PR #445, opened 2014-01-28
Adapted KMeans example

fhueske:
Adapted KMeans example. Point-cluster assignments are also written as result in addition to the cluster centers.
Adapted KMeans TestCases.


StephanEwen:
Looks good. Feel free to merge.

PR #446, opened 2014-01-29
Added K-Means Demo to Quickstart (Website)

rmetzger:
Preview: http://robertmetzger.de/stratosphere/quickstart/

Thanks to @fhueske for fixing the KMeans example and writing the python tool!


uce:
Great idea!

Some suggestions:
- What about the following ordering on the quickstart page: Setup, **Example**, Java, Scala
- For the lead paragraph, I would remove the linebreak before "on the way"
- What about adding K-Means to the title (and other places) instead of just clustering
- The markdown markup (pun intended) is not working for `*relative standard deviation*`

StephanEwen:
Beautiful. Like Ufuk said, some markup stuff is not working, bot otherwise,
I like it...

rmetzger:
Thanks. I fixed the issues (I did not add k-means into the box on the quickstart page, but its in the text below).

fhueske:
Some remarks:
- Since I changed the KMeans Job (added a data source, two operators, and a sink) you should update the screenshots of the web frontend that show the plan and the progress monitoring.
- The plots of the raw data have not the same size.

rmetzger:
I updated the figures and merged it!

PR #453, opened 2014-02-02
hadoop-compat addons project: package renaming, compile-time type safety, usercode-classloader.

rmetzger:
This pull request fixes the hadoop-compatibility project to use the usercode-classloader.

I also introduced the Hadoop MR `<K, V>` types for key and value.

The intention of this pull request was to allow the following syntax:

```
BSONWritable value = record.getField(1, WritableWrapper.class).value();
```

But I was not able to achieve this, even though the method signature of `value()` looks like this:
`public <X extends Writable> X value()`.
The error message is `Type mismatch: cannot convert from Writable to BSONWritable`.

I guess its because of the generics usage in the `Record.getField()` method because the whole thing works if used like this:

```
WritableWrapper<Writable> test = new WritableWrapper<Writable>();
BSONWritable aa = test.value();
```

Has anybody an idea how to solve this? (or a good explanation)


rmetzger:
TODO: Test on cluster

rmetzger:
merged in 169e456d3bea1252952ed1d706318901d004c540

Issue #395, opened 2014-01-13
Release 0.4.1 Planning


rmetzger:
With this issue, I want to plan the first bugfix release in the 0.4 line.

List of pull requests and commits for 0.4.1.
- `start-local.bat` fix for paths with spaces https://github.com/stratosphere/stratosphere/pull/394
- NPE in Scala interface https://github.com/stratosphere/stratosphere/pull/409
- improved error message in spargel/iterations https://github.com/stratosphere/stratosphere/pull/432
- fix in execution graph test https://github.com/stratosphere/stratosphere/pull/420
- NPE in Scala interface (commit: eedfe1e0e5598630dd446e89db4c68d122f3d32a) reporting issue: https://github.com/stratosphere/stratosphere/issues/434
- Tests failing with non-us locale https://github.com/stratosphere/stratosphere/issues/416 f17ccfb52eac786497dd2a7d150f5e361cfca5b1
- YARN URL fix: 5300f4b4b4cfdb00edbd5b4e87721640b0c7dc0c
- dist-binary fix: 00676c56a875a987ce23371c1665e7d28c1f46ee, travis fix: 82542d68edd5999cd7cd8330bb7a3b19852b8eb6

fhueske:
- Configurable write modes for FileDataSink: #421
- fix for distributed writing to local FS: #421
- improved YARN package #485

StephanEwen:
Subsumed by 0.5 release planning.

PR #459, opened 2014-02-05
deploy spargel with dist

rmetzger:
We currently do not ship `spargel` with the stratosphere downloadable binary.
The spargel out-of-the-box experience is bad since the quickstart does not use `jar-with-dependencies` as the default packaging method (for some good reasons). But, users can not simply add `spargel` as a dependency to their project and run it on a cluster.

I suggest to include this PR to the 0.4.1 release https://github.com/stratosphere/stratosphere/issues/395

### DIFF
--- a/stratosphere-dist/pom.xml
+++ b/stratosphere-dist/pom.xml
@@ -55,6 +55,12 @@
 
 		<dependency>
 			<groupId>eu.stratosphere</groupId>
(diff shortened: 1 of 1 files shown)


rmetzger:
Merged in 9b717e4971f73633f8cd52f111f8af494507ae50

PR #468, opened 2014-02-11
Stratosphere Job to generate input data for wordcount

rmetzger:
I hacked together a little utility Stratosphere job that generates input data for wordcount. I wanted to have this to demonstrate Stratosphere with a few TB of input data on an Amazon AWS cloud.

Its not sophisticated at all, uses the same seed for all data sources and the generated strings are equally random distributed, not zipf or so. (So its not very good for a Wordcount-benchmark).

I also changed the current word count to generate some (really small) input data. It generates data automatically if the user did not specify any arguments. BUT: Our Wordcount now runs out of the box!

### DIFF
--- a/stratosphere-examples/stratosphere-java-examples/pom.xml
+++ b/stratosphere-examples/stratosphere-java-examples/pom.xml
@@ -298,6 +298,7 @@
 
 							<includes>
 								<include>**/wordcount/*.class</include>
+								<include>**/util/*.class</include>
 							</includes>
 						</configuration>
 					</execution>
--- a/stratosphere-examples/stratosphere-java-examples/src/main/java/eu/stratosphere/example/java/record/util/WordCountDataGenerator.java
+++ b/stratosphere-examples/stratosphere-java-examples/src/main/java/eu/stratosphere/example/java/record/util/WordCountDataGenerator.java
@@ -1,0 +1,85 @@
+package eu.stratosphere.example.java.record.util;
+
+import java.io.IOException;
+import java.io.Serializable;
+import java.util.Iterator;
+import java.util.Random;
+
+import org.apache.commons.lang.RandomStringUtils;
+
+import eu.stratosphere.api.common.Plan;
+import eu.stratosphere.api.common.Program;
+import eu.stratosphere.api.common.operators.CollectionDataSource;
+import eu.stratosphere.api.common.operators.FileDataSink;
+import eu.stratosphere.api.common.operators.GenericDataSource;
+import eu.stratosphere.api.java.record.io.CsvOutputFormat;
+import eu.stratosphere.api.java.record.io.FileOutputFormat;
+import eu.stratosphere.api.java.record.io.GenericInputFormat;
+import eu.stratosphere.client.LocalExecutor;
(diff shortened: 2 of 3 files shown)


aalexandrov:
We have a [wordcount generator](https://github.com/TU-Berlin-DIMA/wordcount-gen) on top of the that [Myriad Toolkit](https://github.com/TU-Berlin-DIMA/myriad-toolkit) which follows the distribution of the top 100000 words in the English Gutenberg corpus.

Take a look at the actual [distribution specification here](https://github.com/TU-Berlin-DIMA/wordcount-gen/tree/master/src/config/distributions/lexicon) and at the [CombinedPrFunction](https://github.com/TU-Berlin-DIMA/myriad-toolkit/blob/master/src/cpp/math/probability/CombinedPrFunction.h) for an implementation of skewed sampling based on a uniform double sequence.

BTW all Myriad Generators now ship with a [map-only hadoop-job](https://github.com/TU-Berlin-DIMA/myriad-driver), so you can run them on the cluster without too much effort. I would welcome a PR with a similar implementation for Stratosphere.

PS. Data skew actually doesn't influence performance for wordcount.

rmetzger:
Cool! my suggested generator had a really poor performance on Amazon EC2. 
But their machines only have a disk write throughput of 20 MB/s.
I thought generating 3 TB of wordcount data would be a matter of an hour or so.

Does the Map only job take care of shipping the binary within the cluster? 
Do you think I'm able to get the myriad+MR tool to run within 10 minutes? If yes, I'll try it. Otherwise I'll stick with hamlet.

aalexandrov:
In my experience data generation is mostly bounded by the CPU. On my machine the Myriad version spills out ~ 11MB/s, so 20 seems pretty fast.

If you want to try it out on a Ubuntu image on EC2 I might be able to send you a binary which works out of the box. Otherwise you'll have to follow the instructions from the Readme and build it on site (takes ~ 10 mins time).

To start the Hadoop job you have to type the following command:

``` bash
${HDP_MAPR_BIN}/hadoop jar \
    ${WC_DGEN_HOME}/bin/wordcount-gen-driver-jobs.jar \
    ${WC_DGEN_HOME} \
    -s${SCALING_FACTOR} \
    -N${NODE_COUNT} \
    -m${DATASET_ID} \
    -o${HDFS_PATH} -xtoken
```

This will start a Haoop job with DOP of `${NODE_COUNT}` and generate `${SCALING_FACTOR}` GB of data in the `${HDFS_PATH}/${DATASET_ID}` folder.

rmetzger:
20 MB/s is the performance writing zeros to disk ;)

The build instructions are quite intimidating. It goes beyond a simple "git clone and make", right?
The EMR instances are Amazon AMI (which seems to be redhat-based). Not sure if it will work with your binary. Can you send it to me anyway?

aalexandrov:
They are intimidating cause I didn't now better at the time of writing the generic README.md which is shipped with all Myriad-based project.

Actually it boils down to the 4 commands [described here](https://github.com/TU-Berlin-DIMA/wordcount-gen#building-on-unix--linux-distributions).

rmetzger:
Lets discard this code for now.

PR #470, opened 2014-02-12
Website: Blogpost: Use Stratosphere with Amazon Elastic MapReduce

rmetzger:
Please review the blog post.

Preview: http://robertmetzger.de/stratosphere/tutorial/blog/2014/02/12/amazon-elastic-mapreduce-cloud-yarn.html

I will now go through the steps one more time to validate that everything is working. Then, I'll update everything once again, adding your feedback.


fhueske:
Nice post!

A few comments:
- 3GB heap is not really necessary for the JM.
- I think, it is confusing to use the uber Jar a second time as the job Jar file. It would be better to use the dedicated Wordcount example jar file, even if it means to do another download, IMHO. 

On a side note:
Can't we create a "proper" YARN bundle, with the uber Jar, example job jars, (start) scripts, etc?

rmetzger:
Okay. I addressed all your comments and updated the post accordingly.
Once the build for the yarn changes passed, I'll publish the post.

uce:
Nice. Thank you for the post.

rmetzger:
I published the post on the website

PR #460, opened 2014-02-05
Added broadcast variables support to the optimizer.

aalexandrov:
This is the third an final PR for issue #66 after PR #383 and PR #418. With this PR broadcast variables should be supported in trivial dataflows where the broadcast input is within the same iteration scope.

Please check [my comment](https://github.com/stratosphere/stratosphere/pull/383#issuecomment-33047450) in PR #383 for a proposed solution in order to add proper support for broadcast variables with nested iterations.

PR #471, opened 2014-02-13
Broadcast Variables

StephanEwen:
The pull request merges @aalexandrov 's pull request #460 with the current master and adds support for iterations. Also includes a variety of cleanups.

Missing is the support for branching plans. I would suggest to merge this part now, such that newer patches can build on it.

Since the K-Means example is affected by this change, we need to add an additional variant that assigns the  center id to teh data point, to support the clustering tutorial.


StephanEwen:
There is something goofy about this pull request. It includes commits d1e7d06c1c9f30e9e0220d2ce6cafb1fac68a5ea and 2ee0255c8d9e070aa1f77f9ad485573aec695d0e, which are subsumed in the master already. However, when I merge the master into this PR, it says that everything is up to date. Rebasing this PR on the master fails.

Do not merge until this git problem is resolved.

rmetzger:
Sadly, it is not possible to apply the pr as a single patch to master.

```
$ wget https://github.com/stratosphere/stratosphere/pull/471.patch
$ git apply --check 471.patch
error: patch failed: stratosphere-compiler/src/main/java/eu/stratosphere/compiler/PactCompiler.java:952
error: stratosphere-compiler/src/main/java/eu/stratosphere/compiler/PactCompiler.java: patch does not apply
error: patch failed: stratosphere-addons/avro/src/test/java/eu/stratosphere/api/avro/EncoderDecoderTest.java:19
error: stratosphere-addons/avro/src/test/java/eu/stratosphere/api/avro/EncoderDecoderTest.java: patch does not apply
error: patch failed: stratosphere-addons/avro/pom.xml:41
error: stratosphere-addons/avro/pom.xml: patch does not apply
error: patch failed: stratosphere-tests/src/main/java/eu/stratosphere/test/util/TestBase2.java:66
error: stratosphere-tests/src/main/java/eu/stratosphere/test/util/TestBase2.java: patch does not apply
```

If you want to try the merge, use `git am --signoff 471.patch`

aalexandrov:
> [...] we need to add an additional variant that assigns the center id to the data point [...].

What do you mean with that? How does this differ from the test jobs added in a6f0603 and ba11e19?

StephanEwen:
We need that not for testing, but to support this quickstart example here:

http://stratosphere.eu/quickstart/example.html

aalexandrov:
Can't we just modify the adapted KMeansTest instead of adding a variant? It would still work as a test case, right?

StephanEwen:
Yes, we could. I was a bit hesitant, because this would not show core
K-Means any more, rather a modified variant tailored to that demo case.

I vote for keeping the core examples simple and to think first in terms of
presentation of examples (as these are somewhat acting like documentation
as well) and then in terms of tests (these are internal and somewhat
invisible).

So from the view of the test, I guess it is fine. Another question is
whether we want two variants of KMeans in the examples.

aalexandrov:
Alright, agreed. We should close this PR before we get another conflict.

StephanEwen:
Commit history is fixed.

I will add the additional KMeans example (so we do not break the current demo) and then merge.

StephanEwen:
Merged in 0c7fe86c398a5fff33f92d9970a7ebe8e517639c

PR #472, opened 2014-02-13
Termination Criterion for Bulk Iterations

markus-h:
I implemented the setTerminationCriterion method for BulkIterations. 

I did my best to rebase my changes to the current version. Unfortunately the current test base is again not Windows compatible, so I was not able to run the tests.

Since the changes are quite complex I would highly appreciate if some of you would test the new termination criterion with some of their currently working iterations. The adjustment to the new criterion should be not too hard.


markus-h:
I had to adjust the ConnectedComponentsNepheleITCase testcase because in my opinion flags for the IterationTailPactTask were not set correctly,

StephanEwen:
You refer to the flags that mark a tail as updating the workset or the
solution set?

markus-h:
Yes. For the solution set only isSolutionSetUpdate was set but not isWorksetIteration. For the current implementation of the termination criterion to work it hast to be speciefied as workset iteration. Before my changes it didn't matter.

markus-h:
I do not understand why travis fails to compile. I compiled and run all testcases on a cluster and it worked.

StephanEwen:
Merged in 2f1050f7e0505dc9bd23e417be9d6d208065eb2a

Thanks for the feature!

+++++

In restating the data, begin at its first line, reproduce each line word for word, and conclude with the line that contains "Looks good. Feel free to merge.".

PR #445, opened 2014-01-28
Adapted KMeans example

fhueske:
Adapted KMeans example. Point-cluster assignments are also written as result in addition to the cluster centers.
Adapted KMeans TestCases.


StephanEwen:
Looks good. Feel free to merge.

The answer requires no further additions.